2. DC/DC converter control device according to Claim 1 , wherein the fault of the non-faulty one of the first high-voltage side voltage sensor (201a) and the second high-voltage side voltage sensor (201b) is detected, using the non-faulty one of the first high-voltage side detection voltage (V2S) and the second high-voltage side detection voltage (V2M) and using the low-voltage side detection voltage (V1) output by the low-voltage side voltage detector (403) corresponding to the low-voltage side voltage sensor (203).
3. DC/DC converter control device according to Claim 1 , wherein, if an induced voltage information of an electric motor (2) is used to indicate an induced voltage (Vtrc, Vgen) consisting of a number of The revolutions (N) of the electric motor (2) connected to the DC/DC converter are calculated, and a drive information to indicate a switching state of the high-voltage side semiconductor switching device (104) has a state in which the high-voltage side semiconductor switching device (104) is fixed in the state of switching off, the high-voltage side estimated voltage (V2est) is estimated according to the information of the induced voltage (Vtrc, Vgen) applied to an electrical discharge resistor (106) of the DC/DC converter, and with a maximum value (Cmax) of the electrical discharge resistor (106) and a maximum value (Rmax) of a high-voltage side capacitor (105) of the DC/DC converter (100).

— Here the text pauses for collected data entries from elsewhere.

PR #1458, opened 2026-02-19
vello_hybrid: Add `render_to_atlas` and `write_to_atlas` APIs for glyph caching

grebmeg:
Adds public APIs to both the wgpu and webgl renderers for rendering `Scene` content directly into atlas layers and writing pixel data to pre-allocated atlas regions. This enables a glyph caching workflow where vector glyphs are rasterized into the atlas once and reused as cached images in subsequent passes.

The key additions are `render_to_atlas`, which runs the scheduler targeting a specific atlas layer (using a placeholder dummy texture to avoid read-write hazards), and `write_to_atlas`, extracted from `upload_image`, which writes pixel data to an already-allocated region.

### DIFF
--- a/sparse_strips/vello_hybrid/src/render/webgl.rs
+++ b/sparse_strips/vello_hybrid/src/render/webgl.rs
@@ -365,7 +365,8 @@ impl WebGlRenderer {
                 programs: &mut self.programs,
                 gl: &self.gl,
             };
-            ctx.render_strips(&self.fast_path_gpu_strips, 2, LoadOp::Clear);
+            let load_op = if clear { LoadOp::Clear } else { LoadOp::Load };
+            ctx.render_strips(&self.fast_path_gpu_strips, 2, load_op);
             Ok(())
         } else {
             let mut ctx = WebGlRendererContext {
--- a/sparse_strips/vello_hybrid/src/render/wgpu.rs
+++ b/sparse_strips/vello_hybrid/src/render/wgpu.rs
@@ -145,7 +145,7 @@ impl Renderer {
         render_size: &RenderSize,
         view: &TextureView,
     ) -> Result<(), RenderError> {
-        self.render_scene(scene, device, queue, encoder, render_size, view)
+        self.render_scene(scene, device, queue, encoder, render_size, view, true)
     }
 
     /// Render a `scene` directly into an atlas layer.
@@ -226,6 +226,7 @@ impl Renderer {
             &mut encoder,
             &atlas_render_size,
             &layer_view,
+            false,
         );
 
         // Restore the real atlas bind group.
@@ -243,6 +244,9 @@ impl Renderer {
 
     /// Shared render pipeline: prepares GPU resources, runs the scheduler against
     /// the provided `view` at `render_size`, and maintains caches.
+    ///
+    /// When `clear` is true the render target is cleared to transparent black
+    /// before drawing (normal frame rendering).
     fn render_scene(
         &mut self,
         scene: &Scene,
@@ -251,6 +255,7 @@ impl Renderer {
         encoder: &mut CommandEncoder,
         render_size: &RenderSize,
         view: &TextureView,
+        clear: bool,
     ) -> Result<(), RenderError> {
         self.prepare_gpu_encoded_paints(&scene.encoded_paints);
         // TODO: For the time being, we upload the entire alpha buffer as one big chunk. As a future
@@ -282,7 +287,8 @@ impl Renderer {
                 encoder,
                 view,
             };
-            ctx.render_strips(&self.fast_path_gpu_strips, 2, LoadOp::Clear);
+            let load_op = if clear { LoadOp::Clear } else { LoadOp::Load };
+            ctx.render_strips(&self.fast_path_gpu_strips, 2, load_op);
 
             Ok(())
         } else {


LaurenzV:
Hmm... What I did is to change add an `OutputTarget` that either refers to the final view or an intermediate texture (https://github.com/linebender/vello/blob/b23b6341fdabc71041f1552448576e31178da050/sparse_strips/vello_hybrid/src/schedule.rs#L211-L230), and then the selection can happen at runtime instead of having to duplicate the whole `render` method, would that work for you? Otherwise, seems fine at a glance, but it might be worth extracting all of the setup stuff (e.g. for encoded paints) into a wrapper function that does setup/teardown and takes a closure for the "main action". What do you think?

grebmeg:
> Hmm... What I did is to change add an `OutputTarget` that either refers to the final view or an intermediate texture (
> 
> https://github.com/linebender/vello/blob/b23b6341fdabc71041f1552448576e31178da050/sparse_strips/vello_hybrid/src/schedule.rs#L211-L230
> 
> ), and then the selection can happen at runtime instead of having to duplicate the whole `render` method, would that work for you? Otherwise, seems fine at a glance, but it might be worth extracting all of the setup stuff (e.g. for encoded paints) into a wrapper function that does setup/teardown and takes a closure for the "main action". What do you think?

@laurenz-canva   `render_to_atlas` doesn't need to redirect strips inside the scheduler, the scheduler already sends strips to the same `idx == 2` target. The difference is what GPU object backs that target: in render it's the caller's `TextureView`, in `render_to_atlas` it's an atlas layer view you create. That choice happens outside the scheduler, in the `RendererContext` that holds the view reference. I don't think `OutputTarget` can help here because it operates one level too deep — it switches targets inside `flush()`, but those two methods already diverge before the scheduler even runs (atlas resize, bind group swap, encoder creation, immediate submit).

That’s at least what I discovered after looking into `OutputTarget`. I suggest taking another look at those methods once your PR is ready, I’ll have a better understanding of how they’re applied. For now, I’ve done a bit of deduplication you recommended.

sparse_strips/vello_hybrid/src/render/wgpu.rs
```diff
@@ -139,6 +139,108 @@ impl Renderer {
...
+                    usage: None,
+                });
+
+        // Swap in the stub atlas bind group to avoid the read-write conflict:
+        // the real atlas texture is used as the render target (COLOR_TARGET), so it
+        // cannot also be bound as a shader resource (TEXTURE_BINDING) in the same pass.
+        core::mem::swap(
+            &mut self.programs.resources.atlas_bind_group,
+            &mut self.programs.resources.stub_atlas_bind_group,
+        );
```
LaurenzV, line 216: Just wondering, how is it going to work for glyphs that use bitmaps? How will those be handled if you can't use the existing image atlas for uploading the glyphs themselves?

sparse_strips/vello_hybrid/src/render/wgpu.rs
```diff
@@ -139,6 +139,108 @@ impl Renderer {
...
+    ///
+    /// The scene should be sized to the atlas layer dimensions
+    /// ([`AtlasConfig::atlas_size`]), with content positioned at the allocated offset
+    /// coordinates from `ImageCache::allocate`.
+    ///
+    /// This method creates its own command encoder and submits immediately,
+    /// ensuring atlas content is committed before any subsequent
+    /// [`render`](Self::render) call (the two methods share GPU resources that
+    /// are staged by `queue.write_*` and only applied on the next `queue.submit`).
+    pub fn render_to_atlas(
```
LaurenzV, line 166: To me, it feels like this method might be easy to misuse for others, since it exposes a somewhat internal detail (atlas ID), which IIRC is usually not exposed to the user (most users will probably only ever use the `upload_image` method, which just returns an ImageId. Are users who want to have glyph caching expected to use this, or will there be some abstraction?

My point being, if there will be an abstraction, I would propose making this method `doc(hidden)` to avoid confusing users who just browse the documentation.

sparse_strips/vello_hybrid/src/render/wgpu.rs
```diff
@@ -139,6 +139,108 @@ impl Renderer {
...
+        );
+
+        let result = self.render_scene(
+            scene,
+            device,
+            queue,
+            &mut encoder,
+            &atlas_render_size,
+            &layer_view,
+        );
```
LaurenzV, line 230: I think there might be a problem, which I faced when implementing filters: Our current render strips pipeline expects the color attachment to be in the native pixel format, but the atlas texture array is always RGBA8. Therefore, if the system uses a different pixel format (for example BGRA on MacOS), this will crash, right?

The solution I chose is to create two render strips pipelines, one for the native pixel format and one for always RGBA8, and use the latter when rendering into the image atlas array.

sparse_strips/vello_hybrid/src/render/wgpu.rs
```diff
@@ -190,6 +289,28 @@ impl Renderer {
...
+    /// allocator-assigned position. Pass `None` to use the default atlas offset.
+    pub fn write_to_atlas<T: AtlasWriter>(
+        &mut self,
+        device: &Device,
+        queue: &Queue,
+        encoder: &mut CommandEncoder,
+        image_id: vello_common::paint::ImageId,
+        writer: &T,
+        offset_override: Option<[u32; 2]>,
+    ) {
```
LaurenzV, line 350: Same here, can we make this hidden? I wouldn't expect a user to know how to correctly pass an image offset override here.

sparse_strips/vello_hybrid/src/render/webgl.rs
LaurenzV, line 1: Same two comments as for the wgpu backend, regarding visibility.

sparse_strips/vello_hybrid/src/render/wgpu.rs
grebmeg: Bitmaps would be uploaded into a single atlas alongside outlines and COLR glyphs. To support that, all glyph content should be baked into the atlas first, and the glyph cache needs to know which atlas (and region) to use when rendering a given glyph. That mapping comes from `image_cache`, which is essentially a rect allocator. For glyph rendering, we use `OpaqueId`s and render glyphs the same way we render images. This is how it works.

sparse_strips/vello_hybrid/src/render/wgpu.rs
grebmeg: I agree — there’s room for a better abstraction here, but I haven’t landed on the right one yet. I moslty focused on getting `parley_draw` implemented and working as expected. After we discuss glyph cache PR (planning to create tomorrow), I expect we’ll have clearer ideas and can revisit this to improve the approach.

sparse_strips/vello_hybrid/src/render/wgpu.rs
grebmeg: Yes, I think so, and that’s why we pass `Rgba8Unorm` into the render config explicitly. But I don’t think this issue is new or introduced by the changes here; it seems like something we already had. The better approach is probably to adopt your fix once your PR lands, rather than implementing a parallel solution now.

sparse_strips/vello_hybrid/src/render/wgpu.rs
grebmeg: Made it hidden

sparse_strips/vello_hybrid/src/render/webgl.rs
grebmeg: Fixed

sparse_strips/vello_hybrid/src/render/wgpu.rs
LaurenzV: > it seems like something we already had. 

Is it? I'm not sure, because this is the first PR that introduces the ability to draw onto the image atlas texture array, no? Up until now, we've only drawn into the final surface or the slot textures, which always use the native format IIRC. I guess it's fine to ignore for now, but maybe add a TODO?

sparse_strips/vello_hybrid/src/render/wgpu.rs
LaurenzV: Makes sense, it doesn't have to be perfect, but in this case it still might be worth to hide it from the documentation until we've figured out something? So that if we make a new release in the meantime, other people won't be confused by this. But anyway, it's just a small suggestion, feel free to ignore if you don't think it's necessary!

LaurenzV: Ah nevermind, saw you already did that!

sparse_strips/vello_hybrid/src/render/webgl.rs
```diff
@@ -255,6 +237,122 @@ impl WebGlRenderer {
...
+        self.programs
+            .maybe_resize_atlas_texture_array(&self.gl, self.image_cache.atlas_count() as u32);
+
+        let atlas_size = self.programs.resources.atlas_texture_array.size();
+        let atlas_render_size = RenderSize {
+            width: atlas_size.width,
+            height: atlas_size.height,
+        };
+
+        let atlas_framebuffer = self.gl.create_framebuffer().unwrap();
```
taj-p: I'm not sure if we should be re-creating the FBO for each call to `render_to_atlas`. IIUC, an FBO is just a container of attachments, but repeated creation and destruction can see unnecessary CPU-side driver overhead. What do you think of caching the atlas frame buffer object?

sparse_strips/vello_hybrid/src/render/wgpu.rs
grebmeg: I think you’re right. I’ll leave the TODO for now and come back to it later. It might be automatically covered once you introduce the filter effects functionality, but if there are any integration issues, I’ll take care of fixing them if you want.

sparse_strips/vello_hybrid/src/render/webgl.rs
grebmeg: Fixed now

taj-p (approved):
LGTM! Just skimmed the code

sparse_strips/vello_hybrid/src/render/wgpu.rs
```diff
@@ -175,7 +287,8 @@ impl Renderer {
                 encoder,
                 view,
             };
-            ctx.render_strips(&self.fast_path_gpu_strips, 2, LoadOp::Clear);
+            let load_op = if clear { LoadOp::Clear } else { LoadOp::Load };
+            ctx.render_strips(&self.fast_path_gpu_strips, 2, load_op);
```
taj-p, line 291: cc @grebmeg - I'm not sure the `clear` member is honoured in the else branch of this block below on line 302

PR #1459, opened 2026-02-19
vello_hybrid: Add inline Pixmap rendering

grebmeg:
This PR adds support for rendering `Arc<Pixmap>` images directly via `ImageSource::Pixmap` in `vello_hybrid`, without requiring callers to manually pre-upload them. The renderer automatically deduplicates pixmaps by pointer identity across frames and lazily uploads them to the GPU atlas on demand, with periodic eviction of stale entries.

### DIFF
--- a/sparse_strips/vello_common/src/image_cache.rs
+++ b/sparse_strips/vello_common/src/image_cache.rs
@@ -8,7 +8,10 @@
 
 use crate::multi_atlas::{AllocId, AtlasConfig, AtlasError, AtlasId, MultiAtlasManager};
 use crate::paint::ImageId;
+use alloc::sync::Arc;
 use alloc::vec::Vec;
+use hashbrown::HashMap;
+use crate::pixmap::Pixmap;
 
 /// Represents an image resource for rendering.
 #[derive(Debug)]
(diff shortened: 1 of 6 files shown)


sparse_strips/vello_hybrid/src/render/webgl.rs
```diff
@@ -480,13 +494,34 @@ impl WebGlRenderer {
...
+                                        self.pending_uploads.push(PendingImageUpload {
+                                            image_id: id,
+                                            pixmap: pixmap.clone(),
+                                        });
+                                        Some(id)
+                                    }
+                                    Err(e) => {
+                                        log::warn!("Failed to allocate pixmap in atlas: {e:?}");
+                                        None
+                                    }
```
taj-p: Should this be a `RenderError`?

sparse_strips/vello_hybrid/src/render/webgl.rs
```diff
@@ -480,13 +494,34 @@ impl WebGlRenderer {
...
-                            let gpu_image = self.encode_image_paint(img, image_resource);
-                            self.encoded_paints[encoded_paint_idx] = gpu_image;
-                            current_idx += GPU_ENCODED_IMAGE_SIZE_TEXELS;
-                        }
+                    let image_id = match &img.source {
+                        ImageSource::OpaqueId(id) => Some(*id),
+                        ImageSource::Pixmap(pixmap) => match self.pixmap_register.get(pixmap) {
+                            Some(id) => Some(id),
+                            None => {
+                                match self.image_cache.allocate(pixmap.width(), pixmap.height()) {
```
taj-p: How are these sorts of pixmaps de-allocated from the texture?

taj-p: Ohhh, I see via `maintain()`.

sparse_strips/vello_sparse_tests/tests/image.rs
```diff
@@ -562,3 +562,36 @@ fn image_with_multiple_clip_layers(ctx: &mut impl Renderer) {
     ctx.pop_layer();
     ctx.pop_layer();
 }
+
+/// Test that `ImageSource::Pixmap` renders directly without Pixmap pre-uploading.
+///
+/// This exercises the hybrid renderer's `PixmapRegister` + `PendingImageUpload` path,
+/// where inline pixmaps are automatically allocated in the image cache and uploaded
+/// to the GPU atlas on demand. The same `Arc<Pixmap>` is used for two fills in
+/// different locations, verifying that deduplication works (only one atlas upload).
```
taj-p: "verifying that deduplication works" - is that tested here?

sparse_strips/vello_hybrid/src/render/wgpu.rs
```diff
@@ -442,13 +456,34 @@ impl Renderer {
...
+                                        Some(id)
+                                    }
+                                    Err(e) => {
+                                        log::warn!("Failed to allocate pixmap in atlas: {e:?}");
+                                        None
+                                    }
+                                }
+                            }
+                        },
+                    };
```
taj-p: Is there a way to do this without doing 2 lookups on the hash map?

sparse_strips/vello_hybrid/src/render/webgl.rs
```diff
@@ -514,6 +549,17 @@ impl WebGlRenderer {
         self.paint_idxs[encoded_paints.len()] = current_idx;
     }
 
+    /// Upload any pixmaps that were allocated during [`Self::prepare_gpu_encoded_paints`]
+    /// but haven't been written to the GPU atlas yet.
+    fn upload_pending_images(&mut self) {
+        let uploads: Vec<_> = self.pending_uploads.drain(..).collect();
```
taj-p: Do we need to collect here or can we drain without collecting?
I.e, does this work?
```
        let mut uploads = core::mem::take(&mut self.pending_uploads);
        for upload in uploads.drain(..) {
            self.write_to_atlas(
                device,
                queue,
                encoder,
                upload.image_id,
                &upload.pixmap,
                None,
            );
        }
        self.pending_uploads = uploads;
```

sparse_strips/vello_hybrid/src/render/webgl.rs
```diff
@@ -514,6 +549,17 @@ impl WebGlRenderer {
...
+        for upload in uploads {
+            self.programs
+                .maybe_resize_atlas_texture_array(&self.gl, self.image_cache.atlas_count() as u32);
```
```suggestion
```

I think this is called in `write_to_atlas`

sparse_strips/vello_hybrid/src/render/wgpu.rs
```diff
@@ -476,6 +511,34 @@ impl Renderer {
...
+    ) {
+        let uploads: Vec<_> = self.pending_uploads.drain(..).collect();
+        for upload in uploads {
+            Programs::maybe_resize_atlas_texture_array(
+                device,
+                encoder,
+                &mut self.programs.resources,
+                &self.programs.atlas_bind_group_layout,
+                self.image_cache.atlas_count() as u32,
+            );
```
taj-p:
```suggestion
```

I think this is called in `write_to_atlas`

sparse_strips/vello_hybrid/src/render/wgpu.rs
```diff
@@ -476,6 +511,34 @@ impl Renderer {
...
+            self.write_to_atlas(
+                device,
+                queue,
+                encoder,
+                upload.image_id,
+                &upload.pixmap,
+                None,
+            );
+        }
```
taj-p:
```suggestion
        let mut uploads = core::mem::take(&mut self.pending_uploads);
        for upload in uploads.drain(..) {
            self.write_to_atlas(
                device,
                queue,
                encoder,
                upload.image_id,
                &upload.pixmap,
                None,
            );
        }
        self.pending_uploads = uploads;
```

sparse_strips/vello_common/src/image_cache.rs
taj-p, line 1: For what types of use cases would we use this over asking the caller to manage the lifetime of pixmaps? 

I'm a little wary of using this API because it means the caller needs to keep the pixmap in memory - is that right? The caller can't deallocate the pixmap if they pass it as an `ImageSource::Pixmap` because the next time they use it, they need to pass the `Arc<Pixmap>`? Or is there a certain use case for glyph caching that this is used?

taj-p (commented):
Code looks good! Just asking some questions for my understanding

LaurenzV:
Echoing Taj's comment, I would like to understand the motivation further before looking at the code more deeply.

sparse_strips/vello_hybrid/src/render/webgl.rs
grebmeg: Good call! Changed `prepare_gpu_encoded_paints` to return `Result<(), RenderError>` and propagate the `AtlasError` via `?`. The existing `#[from] AtlasError` on `RenderError` makes this clean.

sparse_strips/vello_hybrid/src/render/webgl.rs
grebmeg: Correct, `PixmapRegister::maintain()` is called at the end of each `render()` / `render_to_atlas()` call. It evicts entries that haven't been referenced for `max_entry_age` frames (default 64) and deallocates their atlas space.

sparse_strips/vello_sparse_tests/tests/image.rs
grebmeg: Good catch! The test exercises the dedup code path (same `Arc<Pixmap>` used twice) but doesn't assert on upload count. Added a dedicated unit test for `PixmapRegister` in `image_cache.rs` that verifies: first lookup misses, insert + second lookup hits, `Arc::clone` hits (same pointer), and a different `Arc` with identical content misses (pointer identity).

sparse_strips/vello_hybrid/src/render/wgpu.rs
grebmeg: Good call! Added `PixmapRegister::get_or_insert_with()` using the `entry()` API so we do a single lookup.

sparse_strips/vello_hybrid/src/render/webgl.rs
grebmeg: Switched to `mem::take` to preserve the allocation across frames. Thank you!

sparse_strips/vello_hybrid/src/render/webgl.rs
grebmeg: Yep, thank you!

sparse_strips/vello_hybrid/src/render/wgpu.rs
grebmeg: Yep, thank you!

sparse_strips/vello_hybrid/src/render/wgpu.rs
grebmeg: Fixed

sparse_strips/vello_common/src/image_cache.rs
grebmeg: > Echoing Taj's comment, I would like to understand the motivation further before looking at the code more deeply.

I added this code with the bitmap glyphs case in mind, specifically when caching is disabled, so that instead of panicking now we can at least render something. Manually uploading all glyphs is also a tedious step, and ideally that should be hidden if possible especially for glyphs.

That said, it now seems like we’ve reached a complete model here. I do agree with your concern though, the caller would still need to keep pixmaps in memory, similar to the CPU case when the glyph cache is disabled. But this current implementation can be considered the least recommended option and a starting point, so that we can evolve it further if needed.

taj-p (changes requested):
In office hours, we discussed the direction of Vello Hybrid and textures. It seems like the direction is towards consumers owning textures, atlasing, and lifetimes of images in those atlases (moving ownership out of hybrid and to the caller).

At the same time, the direction for `glifo` seems to be further decoupling from renderers.

When you put these 2 together, I think this PR, which evolves the image cache and hybrid to own more of texture atlasing and lifetimes, conflicts with that direction.

LaurenzV:
Does that mean the user would be responsible for manually uploading and destroying the bitmaps for bitmap glyphs? I think that would be a bit unfortunate.

taj-p:
> Does that mean the user would be responsible for manually uploading and destroying the bitmaps for bitmap glyphs? I think that would be a bit unfortunate.

No. It would be glifo's responsibility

4. DC/DC converter control device according to Claim 1 , further comprising an operating information acquisition means (302) for acquiring induced voltage information of an electric motor (2) for displaying an induced voltage (Vtrc, Vgen) of the electric motor (2) connected to the DC/DC converter, wherein, when a difference between a voltage (Vbatt) of the DC power source (1) and an induced voltage (Vtrc, Vgen) of the electric motor (2) is a predetermined value defined in advance, or more, the high-voltage side semiconductor switching device (104) is switched on, a fault of the first high-voltage side voltage sensor (201a) is detected by a comparison between the low-voltage side detection voltage (V1) and the first high-voltage side detection voltage (V2S), and a fault of the second high-voltage side voltage sensor (201b) is detected by a comparison between the low-voltage side detection voltage (V1) and the second high-voltage side Detection voltage (V2M) is detected.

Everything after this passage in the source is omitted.